Je me contenterai de présenter ici sur l’anatomie quelques idées générales que je crois nécessaires, avant de confidérer plus particulièrement les secours dont elle est à la Peinture.

L’anatomie est une science profonde. Elle demande, lorsqu’on veut s’en instruire, qu’on étudie, qu’on observe, qu’on médite dans les plus grands détails tout ce qui compose l’organisation des êtres vivans. Cependant son objet principal est l’organisation de l’homme, comme la plus intéressante, relativement à nous.

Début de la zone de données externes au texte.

PR #44, opened 2020-11-09
Add Devfile Kube Struct Library Functions

maysunfaisal:

### What does this PR do?
This PR copies over the refactored generator code from the Odo repo (https://github.com/openshift/odo/pull/4134)

Fixes https://github.com/devfile/api/issues/184


maysunfaisal:
@andrewballantyne this is the PR for the Library functions which should cover those 4 shortlisted ones from https://github.com/openshift/console/pull/6321/files#diff-f8f657472eec48f6e5d2eb27f345b88687919d40900828812362ad5148d29683R35-R38

pkg/devfile/generator/utils.go
```diff
@@ -0,0 +1,170 @@
...
+		corev1.EnvVar{
+			Name:  EnvProjectsSrc,
+			Value: syncFolder,
+		})
+
+	return nil
+}
+
+// ContainerParams is a struct that contains the required data to create a container object
+type ContainerParams struct {
```
mik-dass, line 113: Can we make this a non exported struct? It seems to be only used inside this package.

pkg/devfile/generator/generators_test.go
```diff
@@ -0,0 +1,570 @@
...
+
+			if buildConfig.Spec.Source.Git.Ref != tt.GitRef || buildConfig.Spec.Source.Git.URI != tt.GitURL {
+				t.Error("TestGetBuildConfig error - build config git source does not match")
+			}
+		})
+	}
+
+}
+
+func fakeResourceRequirements() *corev1.ResourceRequirements {
```
mik-dass, line 547: Maybe put this in the `testingutil` package with input based limits for future use.

maysunfaisal: What do you think about interfacing the exported generator functions like we discussed?

mik-dass: We can leave that for now as that would require a lot of unit test code changes from odo's side.

pkg/devfile/generator/generators.go
```diff
@@ -0,0 +1,327 @@
...
+			IsPrivileged: false,
+			Command:      comp.Container.Command,
+			Args:         comp.Container.Args,
+			EnvVars:      envVars,
+			ResourceReqs: resourceReqs,
+			Ports:        ports,
+		}
+		container := getContainer(containerParams)
+
+		// If `mountSources: true` was set, add an empty dir volume to the container to sync the source to
```
adisky, line 66: Are we sure that all projects needs this? emptyDir volume?

pkg/devfile/parser/data/v2/components.go
```diff
@@ -10,6 +10,52 @@ func (d *DevfileV2) GetComponents() []v1.Component {
...
+		if comp.Volume != nil {
+			components = append(components, comp)
+		}
+	}
+	return components
+}
+
+// GetPortExposure iterate through all endpoints and returns the highest exposure level of all TargetPort.
+// exposure level: public > internal > none
+func (d *DevfileV2) GetPortExposure() map[int]v1.EndpointExposure {
```
adisky, line 37: not sure about this one in this package? is it intended to be directly consumed by library users? i saw  generators code using this

adisky (commented):
@maysunfaisal Mostly looks good to me, just had two concerns.

pkg/devfile/generator/generators.go
maysunfaisal: This is just a comment, we are not doing any empty volume mounting. If mountSources is true, we just set `PROJECTS_ROOT` & `PROJECT_SOURCE` for the container.

I'll go through the comments to make sure they're updated and clean.

pkg/devfile/parser/data/v2/components.go
maysunfaisal: True, it is used by the generator code atm. But the reasoning behind why it was moved to the parser pkg is because the func returns a map with type devfile type `v1.EndpointExposure`. We wanted to keep the generator pkg for only Kubernetes type functions.

Any thoughts?

maysunfaisal:
@adisky @mik-dass I've added more generator funcs to the list like - GetDeployment, GetService, GetIngress, etc... odo currently calls and uses GetDeploymentSpec, GetServiceSpec, GetIngressSpec for its usage and wraps it around with Deployment, Service, Ingress, etc. to create them. I think if we have these funcs it will help odo have less redundant code. Let me know, what you think.

pkg/devfile/parser/data/v2/components.go
adisky: exposed function should return kube objects, but if it is not intended to be used by consumer, we can move this into generator/utils

maysunfaisal:
@adisky @mik-dass Can this be LGTM'd?

pkg/devfile/parser/data/v2/components.go
maysunfaisal: Updated

pkg/devfile/generator/generators.go
```diff
@@ -0,0 +1,440 @@
...
+// GetDeployment gets a deployment object
+func GetDeployment(deployParams DeploymentParams) *appsv1.Deployment {
+
+	deployment := &appsv1.Deployment{
+		TypeMeta:   deployParams.TypeMeta,
+		ObjectMeta: deployParams.ObjectMeta,
+		Spec:       deployParams.DeploymentSpec,
+	}
+
+	return deployment
```
adisky, line 148: this is getting confusing, can we have a single function instead?
```
GetDeployment
GetDeploymentSpec
```

pkg/devfile/generator/generators.go
```diff
@@ -0,0 +1,440 @@
...
+
+// ServiceParams is a struct that contains the required data to create a service object
+type ServiceParams struct {
+	TypeMeta    metav1.TypeMeta
+	ObjectMeta  metav1.ObjectMeta
+	ServiceSpec corev1.ServiceSpec
+}
+
+// GetService gets the service
+func GetService(serviceParams ServiceParams) *corev1.Service {
```
adisky, line 209: same for
```
GetService
GetServiceSpec
```

adisky (commented):
this way users need to make two calls 

`GetDeploymentSpec()`

and then 

`GetDeployment()`

for simplicity and consistency i think it is better to have one call and all exposed function names be like
GetDeploymentSpec()
GetPodSpec()
GetServiceSpec()
GetIngressSpec()

mik-dass:
> @adisky @mik-dass Can this be LGTM'd?

Please have a look at @adisky 's concerns. Rest looks OK to me.

pkg/devfile/generator/generators.go
maysunfaisal: Currently odo uses `GetDeploymentSpec` and wraps the spec with `deployment` when odo goes to create it. There is 3-4 lines redundant code in odo for every kube resources. How do you feel about `GetDeployment()` being the exposed func and it takes inputs for all the spec generation?

This would mean, odo would need to be modified a bit more.

maysunfaisal: For example, like this https://github.com/openshift/odo/blob/master/pkg/kclient/deployments.go#L169

maysunfaisal: Updated to have GetDeployment, GetService, GetIngress, etc as exposed func

yangcao77 (approved):
Adding lgtm label, since it's already approved by requested reviewers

L’étude de l’anatomie doit aussi s’étendre sur l’organisation des animaux ; s’occuper, pour s’éclairer davantage, des rapprochemens & des comparaisons du méchanisme des animaux & de celui de l’homme.

C’est en se livrant à ces études, non moins sàtisfaisantes & utiles, qu’elles sont laborieuses & souvent rebutantes, qu’on peut s’instruire de ce qui est déjà connu dans cette science & ensuite l’avancer par des découvertes nouvelles, à l’avantage de l’humanité & à la satisfaction d’une curiosité louable.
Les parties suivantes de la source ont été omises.